(Problem statement): Say how many lines in the entries below mention "LINKED", with no other words.

'''

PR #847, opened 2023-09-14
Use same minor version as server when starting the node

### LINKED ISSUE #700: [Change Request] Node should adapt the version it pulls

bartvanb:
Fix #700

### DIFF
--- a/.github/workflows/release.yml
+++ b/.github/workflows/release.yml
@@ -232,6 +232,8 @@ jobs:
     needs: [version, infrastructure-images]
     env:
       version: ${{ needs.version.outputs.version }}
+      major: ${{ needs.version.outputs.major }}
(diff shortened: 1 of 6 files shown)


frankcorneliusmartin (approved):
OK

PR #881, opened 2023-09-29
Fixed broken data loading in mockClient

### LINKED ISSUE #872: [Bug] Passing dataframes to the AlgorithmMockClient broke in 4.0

'''

(Final answer): 2